Exercise input –
PR #5116, opened 2019-12-10
azurerm_cosmos_mongo_*: fix throughput & deprecate indexes

katbyte:
continuation of #4620

this also deprecated the indexes property as it seems to be ignored by the API now & `shared_key` has the same affect


azurerm/resource_arm_cosmosdb_mongo_collection.go
```diff
@@ -78,13 +80,14 @@ func resourceArmCosmosDbMongoCollection() *schema.Resource {
...
+				Computed:     true,
 				ValidateFunc: validate.CosmosThroughput,
 			},
 
 			"indexes": {
-				Type:     schema.TypeSet,
-				Optional: true,
+				Type:       schema.TypeSet,
+				Optional:   true,
+				Deprecated: "Indexes are ignored unless they are the shared key so have ben deprecated. ",
```
mbfrahry:
```suggestion
				Deprecated: "Indexes are ignored unless they are the shared key so have been deprecated.",
```

website/docs/r/network_watcher.html.markdown
```diff
@@ -35,7 +35,7 @@ The following arguments are supported:
 
 * `resource_group_name` - (Required) The name of the resource group in which to create the Network Watcher. Changing this forces a new resource to be created.
 
-* `location` - (Required) Specifies the supported Azure location where the resource exists. Changing this forces a new resource to be created.
+* `location` - (Required) `Specifies the supported Azure location where the resource exists`. Changing this forces a new resource to be created.
```
mbfrahry: Are these `` intentional?

katbyte: nope! thanks

PR #5120, opened 2019-12-10
Support opencensus tracing

magodo:
Since azure go sdk has opencensus instrumented inside, and azure
provider is based on azure go sdk. We can directly make use of the
tracing provided so as for triage, performance measuring, process
visualization, etc.

This commit implemented follwing exporters:

- zipkin
- jaeger

Other exporters should be able to easily integrate the same way.

The trick here is that I make use of the fact that each CRUD of each
resource will create a context, via a ultimate call to `buildWithTimeout()`.
So I instrument at that function, indicating the current resource name
and the operation name. In order to aggregate all spans in one terraform
command invocation, I started a root span at `main()`, and spawn child
span from that root span at `buildWithTimeout()`.

The usage is like: By default there is no tracing. If user wants to enable tracing, one needs to do following stuff:

- `export TF_AZURE_TRACER=<type>`, where `type` is one of `[jaeger, zipkin]`
- (jaeger only) 
  
  - `export TF_AZURE_TRACE_JAEGER_AGENT_ENDPOINT_URI=<agent_uri>`
    
    E.g. `agent_uri` could be: `localhost:6831`

  - `export TF_AZURE_TRACE_JAEGER_COLLECTION_ENDPOINT_URI=<collection_uri>`

    E.g.  `collection_uri` could be: `http://localhost:14268/api/traces`

- (zipkin only)

  - `export TF_AZURE_TRACE_ZIPKIN_HTTP_REPORTER_URI=<reporter_uri>`

    E.g. `reporter_uri` could be: `http://localhost:19411/api/v2/spans`

  - `export TF_AZURE_TRACE_ZIPKIN_ENDPOINT_URI=<endpoint_uri>`

    E.g. ; `endpoint_uri` could be: `192.168.1.5:5454`


tombuildsstuff:
hi @magodo 

Thanks for this PR.

Whilst the Azure SDK supports tracing unfortunately this isn't something we plan to expose within a Terraform Provider directly; instead we already capture similar performance information via the Test Suite using our CI system today.

It's also worth noting that unfortunately not all resources have a "name" field - as such the tracing involved here wouldn't be holistic in it's current approach - meaning that we'd instead need to pass a unique (set of) identifiers from the resource into this function, which is a substantial amount of work. As such whilst I'd like to thank you for this contribution I'm going to close this Pull Request for the moment.

Thanks!

magodo:
Hi @tombuildsstuff , good to know! Then i'll leave to myself use.
Thank you!

PR #3633, opened 2019-06-11
New resource: azurerm_stream_analytics_reference_input_blob

praneetloke:
I noticed that it was not possible to create inputs for a stream analytics job of type [reference](https://docs.microsoft.com/en-us/azure/stream-analytics/stream-analytics-use-reference-data#azure-blob-storage). The code to represent such a resource already existed, but just wasn't exposed as a resource to be able to use it.

I also added an example, that I tested using my own subscription. Here's a screenshot of how the "reference" input looks.

Screenshot_2019-06-10 Microsoft Azure

PR #5129, opened 2019-12-11
New resource: Add blob reference input as a new resource for stream analytics input resources (rebased)

danielrbradley:
This is a rebased version of #3633 so that I can help investigate the build errors.


katbyte:
Hi @danielrbradley, 

Thanks for opening this PR! looks like the original author has pulled in your changes and as such i am going to close this one.

PR #5139, opened 2019-12-12
subnet: Support address_prefixes for multiple prefixes (ipv6)

### LINKED ISSUE #5140: Subnets with multiple addressPrefixes cannot be used as a source or created
### Community Note

7427e8c593607d30a49fa3d211c38151cf422ce0

### Affected Resource(s)

* `azurerm_subnet`

```hcl
data "azurerm_subnet" "preexisting_worker_subnet" {
  count = var.preexisting_network ? 1 : 0

  resource_group_name  = var.network_resource_group_name
  virtual_network_name = var.virtual_network_name
  name                 = var.worker_subnet
}

locals {
  # empty when subnet has multiple addressPrefixes (2+)
  address_prefix data.azurerm_subnet.preexisting_worker_subnet[0].address_prefix
}
```

### Expected Behavior

* Retrieve address_prefixes when multiple are set on the subnet
* Allow creation of subnets with 2+ address_prefixes (ipv4 and ipv6, for example)

### Actual Behavior

Nil data on retrieval, unable to create with existing API

smarterclayton:
The azure subnet resource supports addressPrefix when one prefix is available and addressPrefixes when two or or more are set (for instance, when configuring an ipv4 and ipv6 dual stack configuration for a network). Update `azurerm_subnet` to allow either `address_prefix` or `address_prefixes` as input, where the latter is a list of string. Check that at least one is set, and mark the older address_prefix as deprecated.

The data source for subnet is modified to always return address_prefixes to simplify retrieval (although this could be changed to always return the first address prefix as address_prefix).

Today, if two prefixes are specified via CLI or Azure UI the data source returns no address_prefix and it is not possible to create a new subnet with two prefixes via Terraform.

Fixes #5140

### DIFF
--- a/azurerm/internal/services/network/data_source_subnet.go
+++ b/azurerm/internal/services/network/data_source_subnet.go
@@ -41,6 +41,12 @@ func dataSourceArmSubnet() *schema.Resource {
 				Computed: true,
 			},
 
+			"address_prefixes": {
+				Type:     schema.TypeList,
+				Elem:     &schema.Schema{Type: schema.TypeString},
+				Computed: true,
+			},
+
 			"network_security_group_id": {
 				Type:     schema.TypeString,
 				Computed: true,
@@ -102,7 +108,18 @@ func dataSourceArmSubnetRead(d *schema.ResourceData, meta interface{}) error {
 	d.Set("virtual_network_name", virtualNetworkName)
 
 	if props := resp.SubnetPropertiesFormat; props != nil {
-		d.Set("address_prefix", props.AddressPrefix)
+		if props.AddressPrefix != nil {
+			d.Set("address_prefix", props.AddressPrefix)
+		}
+		if props.AddressPrefixes == nil {
+			if props.AddressPrefix != nil && len(*props.AddressPrefix) > 0 {
+				d.Set("address_prefixes", []string{*props.AddressPrefix})
+			} else {
+				d.Set("address_prefixes", []string{})
+			}
+		} else {
+			d.Set("address_prefixes", utils.FlattenStringSlice(props.AddressPrefixes))
+		}
 
 		if pe := props.PrivateEndpointNetworkPolicies; pe != nil {
 			d.Set("enforce_private_link_endpoint_network_policies", strings.EqualFold("Disabled", *pe))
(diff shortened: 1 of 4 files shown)


smarterclayton:
Still fixing a few things - it looks like my use of Sets is inappropriate and I'm able to break azure UI at least (if an ipv6 subnet comes before an ipv4 subnet, the azure UI is unable to display information about it).  So it needs to be a List for now.

smarterclayton:
> There won't be a good migration path from here to there unfortunately so it might be best to close this and migrate your changes over to the new format when we're done in a few days. Apologies for the inconvenience we are causing here.

That's fine, we have downstream forks for older versions anyway.

smarterclayton:
> I've been poking around subnet and it seems like you can only specify 2 address prefixes (one ipv4 and one ipv6)

Hrm, I thought you could have multiple ipv6 ranges.  Will test and follow up.

smarterclayton:
Regarding `address_prefixes` I was trying to remain consistent with both the API (where address_prefixes is the preferred field and newer versions of the API return it by default) and the behavior of other similar Azure API singleton -> array transitions I saw in the code base.  Was I mistaken about following the API behavior over the historical behavior?

smarterclayton:
> address_prefixes

You are correct, while the API accepts multiple, the error you get is

```
Multiple address prefixes from same family found in dual stack subnet /subscriptions/xxx/resourceGroups/clayton-ipv6-h6lfz-rg/providers/Microsoft.Network/virtualNetworks/clayton-ipv6-h6lfz-vnet/subnets/clayton-ipv6-h6lfz-worker-subnet. Address prefixes System.Collections.Generic.List`1[System.String] can have only one IPv4 and one IPv6 IP address prefixes.
```

So is the convention to map more closely to the azure experience (for instance, azure cli expects multiple --address-prefixes) or to the implied semantics?  My concern about doing something family specific would be if azure ever changes to allow multiple disjoint subnets within the ipv4 or ipv6 space, in which case the module would need to introduce that new field anyway

katbyte:
> Regarding `address_prefixes` I was trying to remain consistent with both the API (where address_prefixes is the preferred field and newer versions of the API return it by default) and the behavior of other similar Azure API singleton -> array transitions I saw in the code base. Was I mistaken about following the API behavior over the historical behavior?

Basically data sources should always be lists otherwise there is no way to address the values within

fabianofranz:
https://github.com/terraform-providers/terraform-provider-azurerm/pull/6148 is taking over this PR. @smarterclayton this one can be closed, tks!

katbyte:
@smarterclayton,

as @fabianofranz as used this as the base for his PR and you changes are included in it i am going to close this one. Thanks!

PR #5145, opened 2019-12-12
azurerm_virtual_network_gateway_connection  - add "connection_protocol" property

### LINKED ISSUE #5144: Support for connection_protocol in vnet gateway connection
### Community Note

### Description

The provider currently does not support the parameter connection_protocol in the ressource azurerm_virtual_network_gateway_connection. It should be possible to select IKEv1 or IKEv2

* azurerm_virtual_network_gateway_connection

```hcl
resource "azurerm_virtual_network_gateway_connection" "vpnCon" {
    location                           = var.region
    name                               = "vpnc"
    resource_group_name      = azurerm_resource_group.rgVpn.name
    type                                 = "IPSec"
    virtual_network_gateway_id         = azurerm_virtual_network_gateway.vngwVpn.id
    local_network_gateway_id           = azurerm_local_network_gateway.lnetGwVpn.id
    shared_key                         = "...."
    connection_protocol                = "IKEv1"
```

### References

According to documentation this is possible on IPSec connections with SKU VpnGw1 or greater.
https://docs.microsoft.com/en-us/azure/vpn-gateway/vpn-gateway-vpn-faq#ipsecike

* #0000

phires:
This fixes #5144

### DIFF
--- a/azurerm/resource_arm_virtual_network_gateway_connection.go
+++ b/azurerm/resource_arm_virtual_network_gateway_connection.go
@@ -128,11 +128,12 @@ func resourceArmVirtualNetworkGatewayConnection() *schema.Resource {
 			"connection_protocol": {
 				Type:     schema.TypeString,
 				Optional: true,
+				Computed: true,
 				ForceNew: true,
 				ValidateFunc: validation.StringInSlice([]string{
 					string(network.IKEv1),
 					string(network.IKEv2),
-				}, true),
+				}, false),
 			},
 
 			"ipsec_policy": {
@@ -379,9 +380,7 @@ func resourceArmVirtualNetworkGatewayConnectionRead(d *schema.ResourceData, meta
 		d.Set("shared_key", conn.SharedKey)
 	}
 
-	if string(conn.ConnectionProtocol) != "" {
-		d.Set("connection_protocol", string(conn.ConnectionProtocol))
-	}
+	d.Set("connection_protocol", string(conn.ConnectionProtocol))
 
 	if conn.ExpressRouteGatewayBypass != nil {
 		d.Set("express_route_gateway_bypass", conn.ExpressRouteGatewayBypass)
--- a/azurerm/resource_arm_virtual_network_gateway_connection.go
+++ b/azurerm/resource_arm_virtual_network_gateway_connection.go
@@ -503,7 +503,6 @@ func getArmVirtualNetworkGatewayConnectionProperties(d *schema.ResourceData) (*n
 	if v, ok := d.GetOk("connection_protocol"); ok {
 		connectionProtocol := v.(string)
 		props.ConnectionProtocol = network.VirtualNetworkGatewayConnectionProtocol(connectionProtocol)
-
 	}
 
 	if v, ok := d.GetOk("ipsec_policy"); ok {
--- a/azurerm/resource_arm_virtual_network_gateway_connection.go
+++ b/azurerm/resource_arm_virtual_network_gateway_connection.go
@@ -125,6 +125,16 @@ func resourceArmVirtualNetworkGatewayConnection() *schema.Resource {
 				Computed: true,
 			},
 
+			"connection_protocol": {
+				Type:     schema.TypeString,
+				Optional: true,
+				ForceNew: true,
+				ValidateFunc: validation.StringInSlice([]string{
+					string(network.IKEv1),
+					string(network.IKEv2),
+				}, true),
+			},
+
 			"ipsec_policy": {
 				Type:     schema.TypeList,
 				Optional: true,
@@ -369,6 +379,10 @@ func resourceArmVirtualNetworkGatewayConnectionRead(d *schema.ResourceData, meta
 		d.Set("shared_key", conn.SharedKey)
 	}
 
+	if string(conn.ConnectionProtocol) != "" {
+		d.Set("connection_protocol", string(conn.ConnectionProtocol))
+	}
+
 	if conn.ExpressRouteGatewayBypass != nil {
 		d.Set("express_route_gateway_bypass", conn.ExpressRouteGatewayBypass)
 	}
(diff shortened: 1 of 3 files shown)


azurerm/resource_arm_virtual_network_gateway_connection.go
```diff
@@ -125,6 +125,16 @@ func resourceArmVirtualNetworkGatewayConnection() *schema.Resource {
...
 			},
 
+			"connection_protocol": {
+				Type:     schema.TypeString,
+				Optional: true,
+				ForceNew: true,
+				ValidateFunc: validation.StringInSlice([]string{
+					string(network.IKEv1),
+					string(network.IKEv2),
+				}, true),
```
tombuildsstuff: we're making all new fields case-sensitive going forward - so can we make this:

```suggestion
				}, false),
```

azurerm/resource_arm_virtual_network_gateway_connection.go
```diff
@@ -369,6 +379,10 @@ func resourceArmVirtualNetworkGatewayConnectionRead(d *schema.ResourceData, meta
 		d.Set("shared_key", conn.SharedKey)
 	}
 
+	if string(conn.ConnectionProtocol) != "" {
+		d.Set("connection_protocol", string(conn.ConnectionProtocol))
+	}
```
tombuildsstuff: can we remove this `if` statement here?

website/docs/r/virtual_network_gateway_connection.html.markdown
```diff
@@ -245,6 +245,12 @@ The following arguments are supported:
     Site-to-Site or VNet-to-VNet connection is created whereas ExpressRoute
     connections do not need a shared key.
 
+* `connection_protocol` - (Optional) The IKE protocol version to use. Possible
+    values are `IKEv1` and `IKEv2`. Only valid for IPSec connections on virtual
+    network gateways with SKU `VpnGw1`, `VpnGw2`, `VpnGw3`, `VpnGw1AZ`, `VpnGw2AZ`
+    or `VpnGw3AZ`. Changing the protocol will force a new connection to be created. 
+    Defaults to `IKEv2`.
```
tombuildsstuff: There's no default set above? As such should we set this to:

```suggestion
```

website/docs/r/virtual_network_gateway_connection.html.markdown
```diff
@@ -245,6 +245,12 @@ The following arguments are supported:
     Site-to-Site or VNet-to-VNet connection is created whereas ExpressRoute
     connections do not need a shared key.
 
+* `connection_protocol` - (Optional) The IKE protocol version to use. Possible
+    values are `IKEv1` and `IKEv2`. Only valid for IPSec connections on virtual
+    network gateways with SKU `VpnGw1`, `VpnGw2`, `VpnGw3`, `VpnGw1AZ`, `VpnGw2AZ`
+    or `VpnGw3AZ`. Changing the protocol will force a new connection to be created.
```
tombuildsstuff: could we split this line:

```
Only valid for IPSec connections on virtual network gateways with SKU `VpnGw1`, `VpnGw2`, `VpnGw3`, `VpnGw1AZ`, `VpnGw2AZ` or `VpnGw3AZ`.
```

into a blue info box below the description? We can do this using:

```
-> Only valid for IPSec connections on Virtual Network Gateways using the SKU `VpnGw1`, `VpnGw2`, `VpnGw3`, `VpnGw1AZ`, `VpnGw2AZ` or `VpnGw3AZ`.
```

in addition could we use the text:

```suggestion
Changing this value forces a new resource to be created.
```

to match the rest of the documentation?

azurerm/resource_arm_virtual_network_gateway_connection.go
```diff
@@ -125,6 +125,16 @@ func resourceArmVirtualNetworkGatewayConnection() *schema.Resource {
 				Computed: true,
 			},
 
+			"connection_protocol": {
```
tombuildsstuff: could we add an acceptance test covering this new field?

azurerm/resource_arm_virtual_network_gateway_connection.go
phires: I was thinking about that, but that API documentation does want to have either IKEv1 or IKEv2 as a value. Also wouldn't that be a breaking change? Currently the value is never set. If we suddenly start to set it, it would cause all connections to be recreated, as the type can't be changed without recreation.

website/docs/r/virtual_network_gateway_connection.html.markdown
phires: It is implicit set to IKEv2 by the API if the value is emtpy. Hence the `if` check above

azurerm/resource_arm_virtual_network_gateway_connection.go
phires: Wouldn't this break during conversion to `network.VirtualNetworkGatewayConnectionProtocol` on line 505?

azurerm/resource_arm_virtual_network_gateway_connection.go
phires: will do

website/docs/r/virtual_network_gateway_connection.html.markdown
phires: Also I wouldn't want to introduce it as a default value on the provider, as it would cause all existing connections to be recreated. But as the default if not set is IKEv2 I have no better idea on how to document this...

azurerm/resource_arm_virtual_network_gateway_connection.go
phires: added:
`$ make testacc TESTARGS='-run=TestAccAzureRMVirtualNetworkGatewayConnection_connectionprotocol'`
looong time after...
`--- PASS: TestAccAzureRMVirtualNetworkGatewayConnection_connectionprotocol (2512.56s)
PASS`

azurerm/resource_arm_virtual_network_gateway_connection.go
katbyte: It shouldn't as we are validating the strings against the correct case

azurerm/resource_arm_virtual_network_gateway_connection.go
katbyte: It might be best to mark it as computed in that case?

tombuildsstuff:
Tests pass:

Screenshot 2019-12-18 at 10 53 43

Exercise directions –
Among the entries above, which lines include "retrieval"? List them all.

Response to this task –
Nil data on retrieval, unable to create with existing API
The data source for subnet is modified to always return address_prefixes to simplify retrieval (although this could be changed to always return the first address prefix as address_prefix).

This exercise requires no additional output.